▸ DIRECTIONS FOR THIS TASK: Produce an exact copy of all the records.

▸ TASK INPUTS:
PR #927, opened 2023-03-23
sentry: reconnecting GRPC client with retries

battlmonstr:
* add sentry_client_test cmd to test the client API
* refactor unary_rpc to return replies
* wrap unary_rpc/streaming_rpc with reconnect/retry logic

### DIFF
--- a/silkworm/node/rpc/client/call.cpp
+++ b/silkworm/node/rpc/client/call.cpp
@@ -1,0 +1,48 @@
+/*
+   Copyright 2023 The Silkworm Authors
+
+   Licensed under the Apache License, Version 2.0 (the "License");
+   you may not use this file except in compliance with the License.
+   You may obtain a copy of the License at
+
+       http://www.apache.org/licenses/LICENSE-2.0
+
+   Unless required by applicable law or agreed to in writing, software
+   distributed under the License is distributed on an "AS IS" BASIS,
+   WITHOUT WARRANTIES OR CONDITIONS OF ANY KIND, either express or implied.
+   See the License for the specific language governing permissions and
+   limitations under the License.
+*/
+
+#include "call.hpp"
+
+#include <silkworm/node/concurrency/async_thread.hpp>
+
+namespace silkworm::rpc::detail {
+
+bool is_disconnect_error(const GrpcStatusError& ex, grpc::Channel& channel) {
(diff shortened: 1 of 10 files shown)


cmd/CMakeLists.txt
```diff
@@ -74,6 +74,9 @@ if(NOT SILKWORM_CORE_ONLY)
   add_executable(sentry "sentry.cpp;${COMMON_SRC}")
   target_link_libraries(sentry PRIVATE silkworm_node silkworm-buildinfo CLI11::CLI11 silkworm_sentry)
 
+  add_executable(sentry_client_test "sentry_client_test.cpp")
+  target_link_libraries(sentry_client_test PRIVATE silkworm_sentry)
+
```
canepat, line 79: I suggest to move this `sentry_client_test` in the `cmd/test` folder where other test clients are already present (e.g. `backend_kv_test`)

silkworm/node/rpc/client/call.cpp
```diff
@@ -0,0 +1,48 @@
...
+}
+
+boost::asio::awaitable<void> reconnect_channel(grpc::Channel& channel) {
+    bool is_stopped = false;
+
+    std::function<void()> run = [&] {
+        bool is_connected = false;
+        while (!is_connected && !is_stopped && (channel.GetState(false) != GRPC_CHANNEL_SHUTDOWN)) {
+            log::Info() << "Reconnecting grpc::Channel...";
+            auto deadline = gpr_time_add(gpr_now(GPR_CLOCK_REALTIME), gpr_time_from_seconds(5, GPR_TIMESPAN));
```
canepat, line 36: I think we could make this hard-coded 5sec a retry interval parameter that can be specified at the calling site in `unary_rpc` and `streaming_rpc`. It's not necessary to do it in this PR, though.

canepat (changes requested):

cmd/CMakeLists.txt
battlmonstr: 👍

silkworm/node/rpc/client/call.cpp
battlmonstr: sure, let's do it later; we should probably have a back-off strategy

canepat (approved):

PR #941, opened 2023-03-29
build: intx & ethash as submodules rather than Hunter packages

yperbasis:
With this we don't need Hunter anymore in the Conan mode.


chfast (approved):
Looks good to me provided everything builds fine.

PR #960, opened 2023-04-05
sentry: embedded with direct client

battlmonstr:
The embedded client is setup in silkworm cmd if --sentry.remote.addr is not set.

▸ FINAL ANSWER:
PR #927, opened 2023-03-23
sentry: reconnecting GRPC client with retries

battlmonstr:
* add sentry_client_test cmd to test the client API
* refactor unary_rpc to return replies
* wrap unary_rpc/streaming_rpc with reconnect/retry logic

### DIFF
--- a/silkworm/node/rpc/client/call.cpp
+++ b/silkworm/node/rpc/client/call.cpp
@@ -1,0 +1,48 @@
+/*
+   Copyright 2023 The Silkworm Authors
+
+   Licensed under the Apache License, Version 2.0 (the "License");
+   you may not use this file except in compliance with the License.
+   You may obtain a copy of the License at
+
+       http://www.apache.org/licenses/LICENSE-2.0
+
+   Unless required by applicable law or agreed to in writing, software
+   distributed under the License is distributed on an "AS IS" BASIS,
+   WITHOUT WARRANTIES OR CONDITIONS OF ANY KIND, either express or implied.
+   See the License for the specific language governing permissions and
+   limitations under the License.
+*/
+
+#include "call.hpp"
+
+#include <silkworm/node/concurrency/async_thread.hpp>
+
+namespace silkworm::rpc::detail {
+
+bool is_disconnect_error(const GrpcStatusError& ex, grpc::Channel& channel) {
(diff shortened: 1 of 10 files shown)


cmd/CMakeLists.txt
```diff
@@ -74,6 +74,9 @@ if(NOT SILKWORM_CORE_ONLY)
   add_executable(sentry "sentry.cpp;${COMMON_SRC}")
   target_link_libraries(sentry PRIVATE silkworm_node silkworm-buildinfo CLI11::CLI11 silkworm_sentry)
 
+  add_executable(sentry_client_test "sentry_client_test.cpp")
+  target_link_libraries(sentry_client_test PRIVATE silkworm_sentry)
+
```
canepat, line 79: I suggest to move this `sentry_client_test` in the `cmd/test` folder where other test clients are already present (e.g. `backend_kv_test`)

silkworm/node/rpc/client/call.cpp
```diff
@@ -0,0 +1,48 @@
...
+}
+
+boost::asio::awaitable<void> reconnect_channel(grpc::Channel& channel) {
+    bool is_stopped = false;
+
+    std::function<void()> run = [&] {
+        bool is_connected = false;
+        while (!is_connected && !is_stopped && (channel.GetState(false) != GRPC_CHANNEL_SHUTDOWN)) {
+            log::Info() << "Reconnecting grpc::Channel...";
+            auto deadline = gpr_time_add(gpr_now(GPR_CLOCK_REALTIME), gpr_time_from_seconds(5, GPR_TIMESPAN));
```
canepat, line 36: I think we could make this hard-coded 5sec a retry interval parameter that can be specified at the calling site in `unary_rpc` and `streaming_rpc`. It's not necessary to do it in this PR, though.

canepat (changes requested):

cmd/CMakeLists.txt
battlmonstr: 👍

silkworm/node/rpc/client/call.cpp
battlmonstr: sure, let's do it later; we should probably have a back-off strategy

canepat (approved):

PR #941, opened 2023-03-29
build: intx & ethash as submodules rather than Hunter packages

yperbasis:
With this we don't need Hunter anymore in the Conan mode.


chfast (approved):
Looks good to me provided everything builds fine.

PR #960, opened 2023-04-05
sentry: embedded with direct client

battlmonstr:
The embedded client is setup in silkworm cmd if --sentry.remote.addr is not set.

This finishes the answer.